The bishop denied Bonneau's allegations, but shortly after, Judy Berben, wife of deceased Albany police officer Sgt. Joseph W. Berben, testified in a sworn affidavit that in the late 1970s her husband encountered Hubbard parked in Washington Park with an adolescent boy in drag. Sergeant Berben did not arrest Hubbard, owing to his position as bishop.
An intensive investigation, led by former prosecutor Mary Jo White, followed the allegations. It concluded with a 200-page report clearing Hubbard of allegations of sexual misconduct, citing "no credible evidence."
Hubbard with pro-gay Rochester Bp. Matthew Clark
Hubbard also played a dubious role at the U.S. bishops' June 2002 meeting in Dallas on clerical sex abuse.
It is now known that disgraced former Cdl. Theodore McCarrick torpedoed the Dallas Charter establishing provisions for accountability and transparency to better protect minors from predator priests. Together with allies among his brother bishops, McCarrick — a serial sexual predator — deliberately diluted the Dallas Charter, apparently tailoring the documents to protect himself and others like him after decades of abusing seminarians. In the original draft, the provisions bound all "clerics" — not just priests and deacons, but bishops, as well. But the Dallas Charter was redesigned to exclude bishops from accountability, critics say, precisely because the bishops wanted it that way.

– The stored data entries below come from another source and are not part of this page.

PR #1788, opened 2020-11-06
Add cgroup exporter

treydock:
Add link to cgroup exporter.

### DIFF
--- a/content/docs/instrumenting/exporters.md
+++ b/content/docs/instrumenting/exporters.md
@@ -190,6 +190,7 @@ wide variety of JVM-based applications, for example [Kafka](http://kafka.apache.
    * [cAdvisor](https://github.com/google/cadvisor)
    * [Cachet exporter](https://github.com/ContaAzul/cachet_exporter)
    * [ccache exporter](https://github.com/virtualtam/ccache_exporter)
+   * [cgroup exporter](https://github.com/treydock/cgroup_exporter)
    * [c-lightning exporter](https://github.com/lightningd/plugins/tree/master/prometheus)
    * [DHCPD leases exporter](https://github.com/DRuggeri/dhcpd_leases_exporter)
    * [Dovecot exporter](https://github.com/kumina/dovecot_exporter)


brian-brazil:
Thanks for your PR. I aim to avoid duplication in this list, to discourage splitting the community and continuously reinventing the wheel. We already list cAdvisor which provides extensive cgroup metrics, so if there's something that's missing you should work with the maintainers of that tool.

In this particular case, I believe there is also a desire from some quarters to replace cAdvisor with something simpler and more performant. It may be worth announcing this exporter on the developers mailing list, and if it becomes more popular it could potentially replace cAdvisor in this listing.

treydock:
@brian-brazil This is for cgroups outside containers, so like `user.slice` or `system.slice` for systemd cgroups or job cgroups from HPC jobs setup by Torque or SLURM.  These things do not involve tools like Docker so not sure cadvisor is really applicable, as these are just pure cgroups and not actual containers.

What developers mailing list are you referring to, the Prometheus developers list?

brian-brazil:
cAdvisor covers all cgroups, for example on my desktop it shows up all the cgroups that systemd has setup.

> What developers mailing list are you referring to, the Prometheus developers list?

Yes.

SuperQ:
If you're looking for systemd cgroup data, there is the [systemd_exporter](https://github.com/povilasv/systemd_exporter).

SuperQ:
It would be nice to have something more Prometheus-specific than cAdvisor. It has a number of drawbacks and bugs. But given the popularity and development community around it, I still prefer to have cAdvisor be the canonical cgroup exporter.

treydock:
This exporter was written to parse SLURM and Torque cgroups, which if you're not familiar are resource managers for HPC jobs.  I wonder if remaining the exporter to something more specific to those applications?  There is logic in this exporter to parse the HPC job ID out of the cgroup path, which is necessary for how I'm using this exporter, so while it will work with any cgroup structure (or should), it has extra logic specific to HPC cgroups.  If a rename doesn't seem like a viable option then I guess my only avenue would be posting to mailing list?  I don't see us switching to cAdvisor due to us needing to deploy something on our HPC compute environment that is as light weight as possible.

brian-brazil:
> There is logic in this exporter to parse the HPC job ID out of the cgroup path

A cgroup exporter shouldn't really have business logic like that, but if you want it you should talk to the cAdvisor maintainers. Relabelling would also likely cover that.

Hubbard, meanwhile, fought even the watered-down Dallas Charter draft. The only bishop to oppose the document's "zero-tolerance" provisions, Hubbard floated an amendment that would have allowed "discretion" in handling predator priests. His amendment didn't pass, but three months later, the U.S. Conference of Catholic Bishops consoled Hubbard by appointing him to their committee on sexual abuse.
Hubbard stepped down as bishop in 2014. During his 37-year episcopate, Hubbard paid out millions of dollars of his parishioners' money to settle sex abuse claims, even as he continued to indulge the very network of homosexual priests he helped create.